UAE calls for Saddam’s resignation

DUBAI, United Arab Emirates

The United Arab Emirates won support yesterday from several Persian Gulf nations in its call for Saddam Hussein to quit power to avert a war, while Iraq poured scorn on the Emirates, calling it a tool of Israel.

The king of Bahrain said he backs the call for Saddam to go, according to the Emirates state news agency. Kuwait’s Cabinet also backed the measure, the official Kuwaiti news agency said.

Kuwait has allowed tens of thousands of U.S. troops to deploy in its territory ahead of a possible invasion of neighboring Iraq. The tiny Gulf island of Bahrain also is a key U.S. ally, hosting the base of the American 5th Fleet.

The Emirates’ proposal – first made Saturday at an Arab summit – further highlighted the deep divisions in the Arab world over how to deal with the Iraq crisis and U.S. threats of war.

Arab leaders Saturday refused to discuss the proposal, which was the first open call by an Arab nation for Saddam to go into exile.

The Emirates yesterday sought backing among its fellow Gulf nations, the most receptive audience in the Arab world for the Iraqi leader’s removal. Other Arab nations, however, have rejected the idea of pressuring Saddam to quit, saying they cannot interfere in Iraq’s domestic affairs.

Nightclub re death toll reaches 98


Church bells throughout Rhode Island and Massachusetts pealed 98 times yesterday, once for each person killed in one of the country’s worst nightclub fires.

The remembrance came as the death toll from the Feb. 20 inferno at The Station nightclub in West Warwick rose by one.

Kelly Viera, who had been hospitalized with burns suffered in the blaze, died Saturday at Shriners Hospital, hospital officials said. Viera’s age and hometown were not immediately released.

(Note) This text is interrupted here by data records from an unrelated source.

PR #37, opened 2021-05-26
Add option to select different datasets and fid fields as input to OQT

matthiasschaub:
### Description

Add option to select different datasets and fid fields as input to OQT.

Available datasets and possible fid fields are defined in `definitions.py`.

Each dataset defaults to a primary fid field. The usage of other fields as identifier is possible.
The attribute/parameter/argument `fid_field`/`fidField` is added to the report class, oqt functions and API/CLI.

Rewrite save and load indicator from database logic to use one result table for all indicator results.

### Corresponding issue
Closes #4 

### Checklist
- [x] I have updated my branch to `main` (e.g. through `git rebase main`)
- [x] My code follows the [style guide](https://github.com/GIScience/ohsome-quality-analyst/blob/main/CONTRIBUTING.md#style-guide) and was checked with [pre-commit](https://github.com/GIScience/ohsome-quality-analyst/blob/main/CONTRIBUTING.md#pre-commit) before committing
- [x] I have commented my code
- [x] I have added sufficient unit and integration [tests](https://github.com/GIScience/ohsome-quality-analyst/blob/main/docs/development_setup.md#tests)
- [x] I have updated the [CHANGELOG.md](https://github.com/GIScience/ohsome-quality-analyst/blob/main/CHANGELOG.md)
- [x] Check changes to VCR cassetts
- [x] Add sensible commits (squash, rebase, …)

PR #69, opened 2021-06-28
Bpoly feature

### LINKED ISSUE #9: The attribute `bpolys` of indicators should be of type Feature or MultiPolygon not FeatureCollection
Should an indicator object only have the geometry as attribute or the whole feature (GeoJSON Feature object) including the geometry as attribute?

Also is `bpolys` a good variable name or should it be renamed to `geometry` or `feature`?

matthiasschaub:
### Description
- Change type of attribute bpolys to be GeoJSON.Feature.
- Input bpolys to API can be of type GeoJSON.Feature with the geometry type Polygon or MultiPolygon. Input can also only contain the geometry.
- Input file to API can be any valid GeoJSON. Geometry type has to be Polygon or MultiPolygon
- Improve type hints.

### Corresponding issue
Closes #9

### Checklist
- [x] support `FeatureCollection` with only one `Feature` (again)


workers/ohsome_quality_analyst/api.py
```diff
@@ -56,26 +30,74 @@ async def load_bpolys(bpolys: str) -> None:
 class IndicatorParameters(BaseModel):
     bpolys: Optional[str] = None
     dataset: Optional[str] = None
-    featureId: Optional[Union[int, str]] = None
+    featureId: Union[int, str, None] = None
```
joker234, line 33: While this change is technically correct, the purpose has been better understood before.

The same applies to numerous occurrences in this PR.

CHANGELOG.md
```diff
@@ -18,6 +18,7 @@
 - Simplify CLI option handling by only allowing one option at a time to be added ([#54])
 - Redefine OQT regions ([#26])
 - Use ohsome API endpoint `/contributions/latest/count` for Last Edit indicator ([#68])
+- Change type of attribute bpolys to be GeoJSON.Feature ([#69] [#9])
```
joker234, line 21: This change requires a **breaking** change. Please sort this accordingly.

workers/ohsome_quality_analyst/api.py
```diff
@@ -56,26 +30,74 @@ async def load_bpolys(bpolys: str) -> None:
...
+
+def int_or_str_param_type(value: str) -> Union[int, str]:
+    """Parse parameter as Interger otherwise parse as String"""
+    try:
+        return int(value)
+    except (ValueError, TypeError):
+        if isinstance(value, str):
+            return value
+        else:
+            raise ValueError("Given parameter is not a valid integer or string")
```
joker234, line 63: Do you have an example where this could be required? As far as I see, this is only used for the `feature_id`. The feature id given by a GET/POST request should always be given as a string, afaik. If you want to prevent the parameter from being optional, I would check/set this with fastAPI.

workers/ohsome_quality_analyst/api.py
```diff
@@ -56,26 +30,74 @@ async def load_bpolys(bpolys: str) -> None:
...
+    elif isinstance(bpolys, Feature):
+        await check_geom_size(bpolys.geometry)
+        return bpolys
+    elif isinstance(bpolys, (Polygon, MultiPolygon)):
+        await check_geom_size(bpolys)
+        return Feature(geometry=bpolys)
+    else:
+        raise ValueError(
+            "Input GeoJSON Objects have to be of type Feature, Polygon or MultiPolygon"
+        )
```
joker234, line 90: Why do we disallow `FeatureCollection` here? Wouldn't it be sufficient to check if we have multiple Features?

workers/ohsome_quality_analyst/api.py
```diff
@@ -152,14 +177,21 @@ async def _fetch_report(
...
     if bpolys is not None:
         bpolys = await load_bpolys(bpolys)
 
+    if feature_id:
+        feature_id = int_or_str_param_type(feature_id)
+
     report = await oqt.create_report(
-        name, bpolys=bpolys, dataset=dataset, feature_id=feature_id, fid_field=fid_field
+        name,
+        feature=bpolys,
```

In Providence, Viera’s uncle, William Kelly, drove to Grace Church, where he and Viera worshipped. “I keep asking the Lord, ‘why?'” said Kelly, 57, a retired truck driver from Warwick. “She was such a sweetheart.”

Viera was among several hundred people who had packed into The Station to hear the heavy metal band Great White.

Fire investigators suspect sparks from a pyrotechnic display used by the band ignited the nightclub’s soundproofing material. That triggered a fire that swept through the one-story wooden building in minutes as panicked concertgoers tried to flee.

NASA accident board questions top ofcials


NASA’s administrator rejected a formal request by the accident board looking into the Columbia disaster to reassign top agency officials from participating in the investigation, the first serious dispute over the integrity of the probe since the space shuttle’s breakup killed seven astronauts.

Administrator Sean O’Keefe, promised instead that over the next several days NASA will make changes so that professionals outside shuttle management lead cooperative efforts with the investigating board.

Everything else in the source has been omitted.